CHARLOTTE – When Melissa Parker, Vice President of Patient Advocacy at Novant Health, was tasked with gathering volunteers to assist at a public vaccine clinic in Forsyth County, she began recruiting informally, by word of mouth.
While it may seem like a strange way to launch a major volunteer operation, it makes sense when you consider the rapidly changing landscape of vaccine production and allotment. “We had to stand up volunteers very, very quickly,” says Parker, “So I reached out to a small network of friends to say hey, can you come tomorrow.”
On January 25th, that handful of rapidly-recruited volunteers served at a newly opened vaccine clinic at the old Sears department stores at Hanes Mall in Winston-Salem. As those volunteers worked the fledgling clinic and Novant worked on creating a centralized mechanism for signing up volunteers, something wonderful happened.
“Each person who came was so moved by being a part of the solution to the pandemic; they wanted to come back again and again,” says Parker. “They started telling their friends, and very soon we had 150 people. Everyone who hears about the opportunity is excited and wants to help, and then once they do it, they tell their husband and their adult son and their next door neighbor and their Sunday school class and their fraternity, their business, their teacher – they all want to help.”
“It’s been a beautiful outpouring of humanity from people,” continues Parker, “really to the point now where I’m trying to figure out how to create an opportunity for everybody who wants to serve! The ‘recruiting’ took about 15 minutes, and in a matter of about an hour, I had 100 times the number of people that I could possibly use today!”
It’s unusual – but welcome! – problem to have. “Typically in the world of volunteerism, you have to go shake the bushes and really recruit people to come help,” says Parker. “I think it’s a combination of things. People who typically volunteer for schools or in other organizations are just sitting at home. Entertainment has shut down, so people aren’t as busy. And people are so desperate for an end to this pandemic and have felt so helpless that there’s nothing that they can do short of wearing a mask and staying at home. I think people really see this as a tangible way that they can personally make a difference.”
At present, the Forsyth County Clinic is the only large-scale weekday Novant Clinic in the state, but they are planning to stand up a Monday through Friday clinic soon in the Charlotte area, similar to the one in Winston-Salem. “We have a clinic, but it’s small, too small really for volunteers to help,” says Parker. “Once we move into our new space, we’ll have a similar model, and there will be opportunities for people.”
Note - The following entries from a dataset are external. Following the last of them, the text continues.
Issue #3135, opened 2024-07-08
[Bug]: `index` column in `podcastEpisodes` table always has `-Inf` as value


nichwall:
### What happened?

The `index` column of the `podcastEpisodes` table seems to have been broken around server version `2.9.0`. Podcast episodes downloaded before February 2024 (not sure exactly when I upgraded my main server) have the `index` column set, but all of the rows have `-Inf` as their value if the `extraData` column has data other than `{}`. Screenshots from the database below.

Episodes from before `2.9.0`:
![index_normal](https://github.com/advplyr/audiobookshelf/assets/5686638/d632ce46-ab7b-4cef-8175-a896844478bb)

Episodes downloaded beginning with `2.9.0`:
![index_infinity](https://github.com/advplyr/audiobookshelf/assets/5686638/2c330df7-33cc-4f33-a822-e7350186c82d)

### What did you expect to happen?

Consistent data types for the OpenAPI spec, or some sort of database migration to keep everything consistent.
I'm not really sure how the "previous" and "next" logic works in the web client Episodes modal because the web client is behaving as expected for episodes with and without the `index` column set correctly. If the modal is just using the series and episode field, maybe this column can be removed?

### Steps to reproduce the issue

1. Download podcast episodes from before `2.9.0` and after upgrading to `2.9.0` and inspect the database.

### Audiobookshelf version

v2.10.1

### How are you running audiobookshelf?

Docker

### What OS is your Audiobookshelf server hosted from?

Linux

### If the issue is being seen in the UI, what browsers are you seeing the problem on?

None

advplyr:
I'm not sure if we should remove that column yet. Originally podcast episodes would set that index column and allow for sorting podcast episodes. Sorting was removed but the index column remained getting updated for a while even though it wasn't used for anything. I'm not sure why it is -Inf so that should be fixed regardless

nichwall:
That's fair. Removing the column from the database would also make rolling back to older versions more difficult. I mean if it isn't being used by a client then it can be removed from the API.

advplyr:
Yeah it can be removed from the API

PR #3012, opened 2024-05-25
Initial library endpoints

nichwall:
This PR includes:
- Some initial library endpoints
- Updates to the Author endpoints
- Fixes to existing schemas for exploded spec
- Adds series endpoints
- Adds workflow to lint the spec

Next steps are likely (in this general order):
1. Notification routes
2. Email routes
3. Podcast routes and schemas (used in lots of responses with the library)
4. Item routes and schemas
5. Collections routes and schemas
6. Playlists routes and schemas
7. RSS feeds
8. The rest of the Library routes

Preview of redocly generated docs:
image

PR #3140, opened 2024-07-09
Podcast endpoints

nichwall:
This PR continues on from https://github.com/advplyr/audiobookshelf/pull/3012.

This PR adds initial podcast endpoints and includes the `PodcastMetadata`, `PodcastEpisode`, and `Podcast` schemas. More work is needed, but these routes and schemas are as accurate as I can make it with my current understanding of the data models and API. This future work will likely take place while working on LibraryItems and as some functions are updated.

Each of the schemas has some failing validation, but I believe that is due to inconsistent data handling for podcasts when fetching new episode information from the internet or creating new podcast episodes. Specific examples are:
- explicit (sometimes boolean, sometimes "yes" or "no")
- duration (sometimes a string in "HH:MM:SS" format, sometimes an integer of total seconds)
- index (sometimes is an integer, sometimes is `-Inf` which causes validation to fail even though it technically is an integer https://github.com/advplyr/audiobookshelf/issues/3135)

This PR will have merge conflicts with https://github.com/advplyr/audiobookshelf/pull/3012, so once that PR is merged I can fix the bundled spec conflicts.

Next, I am planning to work on updating LibraryItems to include both book and podcast options.

### DIFF
--- a/docs/controllers/PodcastController.yaml
+++ b/docs/controllers/PodcastController.yaml
@@ -1,0 +1,331 @@
+paths:
+  /api/podcasts:
+    post:
+      summary: Create a new podcast
+      operationId: createPodcast
+      requestBody:
+        required: true
+        content:
+          application/json:
+            schema:
+              $ref: '../objects/mediaTypes/Podcast.yaml#/components/schemas/Podcast'
+      responses:
+        200:
+          description: Successfully created a podcast
+          content:
+            application/json:
+              schema:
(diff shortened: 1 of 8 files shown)


nichwall:
Well, looks like there were not any merge conflicts. Assuming the previously mentioned validation issues, this is good to merge.

advplyr:
Thanks!

Issue #3157, opened 2024-07-13
[Enhancement]: Disable maximum size for backups


ZLoth:
### Type of Enhancement

Web Interface/Frontend

### Describe the Feature/Enhancement

As currently implemented, the maximum size of backups is 1 GB, although it is administrator-adjustable. It would be niuce to set it to 0 and not worry about the maximum size of backups. 

### Why would this be helpful?

As currently configured, ABS sets a maximum size for backups at 1 GB, although that is a administrator-adjustable option. I've had to increase it to 5 GB for the size of my library. However, while I can understand the need to limit the size of backups, I would like to disable the maximum size as it is very unlikely that a backup would exceed the 17TB I have available in my TrueNAS server.

If the feature already exists (e.g. setting the maximum size to 0 to disable), it is not documented in https://www.audiobookshelf.org/guides/migration-and-backups nor in the hover-over help. 

### Future Implementation (Screenshot)

Not applicable. 

### Audiobookshelf Server Version

2.11.0

### Current Implementation (Screenshot)

![image](https://github.com/user-attachments/assets/c2a7654f-be28-42f8-a5af-3f8a888a1d2e)

nichwall:
Fixed by https://github.com/advplyr/audiobookshelf/pull/3163

ZLoth:
Thank you!

PR #3163, opened 2024-07-16
Adds support for allowing backups of unlimited size

ajyey:
This MR adds support for allowing backups of unlimited size (denoted by 0).

Addresses #3157

### DIFF
--- a/client/pages/config/backups.vue
+++ b/client/pages/config/backups.vue
@@ -64,7 +64,7 @@
         <ui-text-input type="number" v-model="maxBackupSize" no-spinner :disabled="updatingServerSettings" :padding-x="1" text-center class="w-10" @change="updateBackupsSettings" />
 
         <ui-tooltip :text="$strings.LabelBackupsMaxBackupSizeHelp">
-          <p class="pl-4 text-lg">{{ $strings.LabelBackupsMaxBackupSize }} <span class="material-symbols icon-text">info</span></p>
+          <p class="pl-4 text-lg">{{ $strings.LabelBackupsMaxBackupSize }} (0 for unlimited) <span class="material-symbols icon-text">info</span></p>
         </ui-tooltip>
       </div>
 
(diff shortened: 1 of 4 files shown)


client/pages/config/backups.vue
```diff
@@ -64,7 +64,7 @@
         <ui-text-input type="number" v-model="maxBackupSize" no-spinner :disabled="updatingServerSettings" :padding-x="1" text-center class="w-10" @change="updateBackupsSettings" />
 
         <ui-tooltip :text="$strings.LabelBackupsMaxBackupSizeHelp">
-          <p class="pl-4 text-lg">{{ $strings.LabelBackupsMaxBackupSize }} <span class="material-symbols icon-text">info</span></p>
+          <p class="pl-4 text-lg">{{ $strings.LabelBackupsMaxBackupSize }} (0 for unlimited) <span class="material-symbols icon-text">info</span></p>
```
nichwall, line 67: This should be added to the English string file in `client/strings` instead of adding a constant string value

ajyey: Done 👍

advplyr: @nichwall I wonder if changing that string in en-us will require the already translated strings in other languages to get reset

ajyey: Was wondering that as well. That might be outside my wheelhouse to be honest 😓

nichwall (commented):
Looks good to me. I put some random large files in `/metadata/items` (so my backups were about 7 GB) and everything is working as expected with both unlimited and maximum size set.
A new server did also correctly set the default maximum size to 1 GB.

advplyr:
Thanks!

client/pages/config/backups.vue
nichwall: Just checked Weblate, the translations were automatically marked as needing updates when the English string was updated

ZLoth:
Thank you!

Issue #2924, opened 2024-05-05
[Bug]: Language is not embedded


MarcoMue:
### Describe the issue

When filling out the Language Field and then using Embed Metadata => Quick Embed, no id3 tag for the language is added or filled.

I checked if its there with vlc, windows properties and Mp3Tag.
I was working with a m4b file.

### Steps to reproduce the issue

1. Fill the Language Field in the Book Details.
2. Navigate to Tools.
3. Use Quick Embed.

### Audiobookshelf version

v2.9.0

### How are you running audiobookshelf?

Docker

MarcoMue:
The Audiobook File Management Tools in ABS also show no Language embed.

I was expecting to see it under 'additionalFields' or a Language Field. Or ideally as TLAN:
https://id3.org/id3v2.3.0#TLAN

advplyr:
M4B files don't use ID3 tags, . This is one of the difficulties with meta tags. We'll be switching back to using ffmpeg for embedding meta tags so might be further limited on the data we can embed. https://wiki.multimedia.cx/index.php?title=FFmpeg_Metadata

PR #3170, opened 2024-07-17
Parse book language from NFO metadata source

ajvgwu:
This is a relatively simple change for parsing metadata from an NFO file to include a "language:" (or "lang:") field.

I tried to find the right files to edit by looking at PR #2305.

My motivation is that it seems hit-or-miss to embed the language in some audio files (and/or to have these tags picked up by audiobookshelf). For example, using `tone` to embed the language into a MP3 file creates additional metadata fields "language=eng" and "LANG=eng", while doing the same for an AAC/M4A file creates "lang=eng". Then, when imported into audiobookshelf, the language field is properly set for the MP3 file, while the language field for the AAC file is empty.

This could be somewhat related to Issue #2924. It wouldn't help with the embedding part, but could help anyone who uses NFO files as a way of keeping the metadata in a sidecar file. It also wouldn't matter what audio format/container is used, since the NFO sidecar is a simple text file. I would basically use this as a way to fill in missing language info when tags from the audio file are not properly picked up for whatever reason.


advplyr:
Thanks!

PR #3182, opened 2024-07-20
Add progress and fixes to m4b and embed tools

### LINKED ISSUE #3143: [Bug]: M4B conversion does not check if it has permissions to move/create files before proceeding
### What happened?

I have set my library to be RO, and the M4B conversion tries to move data from and to my directory after the very-long conversion process.

A check that the directories are actually writable.

1.  Put mp3's in a RO directory and try to convert them to M4B

### Audiobookshelf version

2.11.0

Debian/PPA

Linux

None

### Logs

_No response_

### Additional Notes

Mildly related to https://github.com/advplyr/audiobookshelf/issues/3073, as by resolving this issue, the conversion would still fail, just earlier.

mikiher:
This adds progress indicators to the embed and m4b tools, and fixes some issues in those tools.

The main changes:
- Both embed and m4b tools now show both task and per-track progress in percent
  - In the m4b tool, the per-track progress is calculated according to track durations and ffmpeg progress timemark.
  - The task progress is shown on the button instead of the spinner.
  - The track and task progress are persisted in the store, so they're rememberd when the user leaves and comes back to the tool page.
  - In the m4b tool, since there are two operations happening sequentially (m4b merging and embedding), I made the merging account for 95% of the progress (since it's usually takes much longer), and embedding acount for 5%. This was just just an arbitrary decision.
- Now checking writability of the directory (in m4b and embed) and write access to the audio files (in embed), before running ffmpeg. This fixes #3143
- Fixed issue that caused metadata not to be properly embedded after merging, in the m4b tool.
- Added a TaskFailed indicator to the embed tool UI (it always showed success up until now, even if embedding failed).
- Removed the redundant worker_threads logic from AbMergeManager, and moved the merging code mergeAudioFiles() in ffmpegHelpers.js
- Tightened error handling, especially around file system operations.


advplyr:
Working great, thanks!

kuldan5853:
Works indeed great - could the % complete also be added to the "ongoing tasks" view? (Top right dot circle icon) I think that place was missed.

advplyr:
I forgot about this in my review but for files in the root folder that are single-file books the `LibraryItem.path` will be the path to the audio file.
This is only handling cases where the `LibraryItem.path` is a folder. For single-file books the `LibraryItem.isFile` is set to true.

Bug reported https://github.com/advplyr/audiobookshelf/issues/3323

mikiher:
Thanks for reporting. I'm on vacation until tomorrow without access to my
dev machine. Will look when I get back.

So how can you help? It turns out the answer is complicated. While there is definitely a need for volunteers, constantly fluctuating vaccine allotment and demand that outweighs supply means there isn’t necessarily a way to utilize more volunteers right now.
“The thing about a successful volunteer opportunity is you’ve got to have the right number of volunteers,” explains Parker. “Right now, I have a long list of groups and individuals who want to help. At this moment, I have more than I need. But,” continues Parker, “We’re going to be doing this for a while. The more vaccines we get, the more helpers we’re going to need.”
Open from 7:00 am to 7:00 pm Monday through Friday, a clinic like the one in Forsyth County – and the one soon to open in Charlotte – requires about 10 volunteers per four-hour shift (or 30 volunteers per day) to work efficiently. The bottom line? Although Parker has paused volunteer recruitment for now, there will be spots available in the future.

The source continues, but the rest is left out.